Ce qui pourrait faire obstacle à Anne-Laurence Petel dans cette histoire sans aspérités, c’est qu’elle est loin d’être la seule à être inspirée par le nouveau président de la République, même si elle a l’exclusivité du sigle « République en marche ». À commencer par le député sortant, le premier secrétaire du PS 13 Jean-David Ciot, qui a clairement exprimé dès le début de la campagne présidentielle son soutien à Emmanuel Macron en se mettant temporairement « en retrait » de son parti.

Faute de l’avoir réellement quitté pour se mettre en marche, le maire du Puy-Sainte-Réparade n’a pas obtenu l’investiture demandée et se représente donc sous la seule étiquette du Parti socialiste, dont les militants l’avaient investi en décembre 2016. Mais le poing et la rose disparaissent carrément sur ses affiches et documents de campagne, au profit d’une bannière « majorité présidentielle ».

Plutôt douce, quoique directe, quand il est sujet du sortant, Anne-Laurence Petel attaque et dénonce ceux qui pourraient « mettre en péril la majorité présidentielle pour des intérêts personnels ou de parti »« Le comité local a travaillé 6 mois, il y a plus de 300 membres, des gens issus de la société civile, alors quand on arrive après la primaire de la gauche [et la défaite de Manuel Valls qu’il soutenait, ndlr] et qu’on dit « je voudrais l’investiture », c’est de l’irrespect vis-à-vis des gens qui ont travaillé pendant ces six mois. Je l’ai vécu comme ça. » Nous n’avons pas réussi à joindre le député sortant dans les délais de publication de cet article.

Simples questions de « corpus idéologiques »

Si elle est challengée, comme on dit dans les start-up, sur sa gauche, elle le sera aussi sur sa droite, par l’adjoint au digital de Maryse Joissains, Stéphane Paoli, 35 ans. « Très simplement, j’étais à Vegas avec Macron il y a deux ans », s’amuse-t-il quand on l’interroge pour savoir s’il est « Macron-compatible ». Même s’il se revendique sarkozyste, avec un « corpus idéologique » marqué par une histoire familiale « où on a toujours servi la France », et un père militaire « qui a servi en Algérie et en Indochine ».

« Une droite forte, dogmatique, pas dans l’écoute. Une droite de blocage », tacle Anne-Laurence Petel. Mais le jeune entrepreneur du numérique assure que ses accointances avec les idées d’Emmanuel Macron sont bien réelles. « Je ne vole pas au secours de la victoire, ce sont mes idées depuis des mois, se défend-il. Si des textes sont bons pour le local, et pour la France, je n’aurais aucun problème à les voter. »
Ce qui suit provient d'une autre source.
PR #50, opened 2018-11-09
Seed the "openshift" SourceType

bdunne:


agrare:
@bdunne we need to define a seed class, https://github.com/ManageIQ/topological_inventory-core/blob/master/Rakefile#L43-L45 since something is required and https://github.com/rails/rails/blob/master/activerecord/lib/active_record/tasks/database_tasks.rb#L111 falls back to `Rails.application`

agrare:
Maybe `TopologicalInventory::Core::SeedLoader` ?

Fryguy:
Still not a fan of core repo knowing anything about any particular "plugin"

bdunne:
> Still not a fan of core repo knowing anything about any particular "plugin"

I'm open to alternatives...

bdunne:
I'm planning to enumerate over the `SourceTypes` and their `Sources` to deploy the collectors.

agrare:
@Fryguy I think the difference here is that we won't have any openshift specific code like we do in the MIQ plugins, it is just the type.  Having an repo for each type with just a seed file seems like overkill but we can do that.

lib/topological_inventory/persister/ar_helper.rb
```diff
@@ -2,20 +2,38 @@ module TopologicalInventory
   module Persister
     module ArHelper
       def self.load_environment!
+        ENV["RAILS_ENV"] ||= "development"
+
+        database_yaml_path = root.join("config", "database.yml")
+        database_yaml = YAML.load_file(database_yaml_path) if database_yaml_path.exist?
```
agrare: Need to require yaml here and we can probably remove this now https://github.com/ManageIQ/topological_inventory-core/blob/5dc481e54a98ebdf0a8109237efb91b700bec88d/Rakefile#L23

lib/topological_inventory/persister/ar_helper.rb
```diff
@@ -2,20 +2,38 @@ module TopologicalInventory
...
+
+        ActiveRecord::Tasks::DatabaseTasks.env = ENV["RAILS_ENV"]
```
agrare: Need to require active_record here too

```
	1: from bin/topological_inventory-persister:10:in `<main>'
/home/grare/adam/src/topological_inventory/topological_inventory-core/lib/topological_inventory/persister/ar_helper.rb:11:in `load_environment!': uninitialized constant TopologicalInventory::Persister::ArHelper::ActiveRecord (NameError)
```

Ce qui le distingue dans la course à la députation d’Anne-Laurence Petel, revendique-t-il, est son ancrage d’élu local. De sa concurrente macroniste certifiée, il n’a « pas entendu grand chose, on ne m’en dit ni du mal, ni du bien », balaye-t-il, pour souligner son défaut de notoriété. Consciente de ce fait, la candidate, les traits tirés, a rempli son emploi du temps à ras bord et enchaîne les rencontres avec la presse.

Et compte bien pour dépasser ses adversaires sur l’« effet Macron », la prime à la nouveauté et la vague de renouvellement. « Il y a une appétence, une attente énorme. Ce n’est pas pour rien qu’Emmanuel Macron est président, et il y a la même attente pour les députés », dit-elle sentir lors de ses rencontres avec les citoyens. Le tout sera d’écrire « Avec Emmanuel Macron » en plus grand que les autres sur ses affiches de campagne.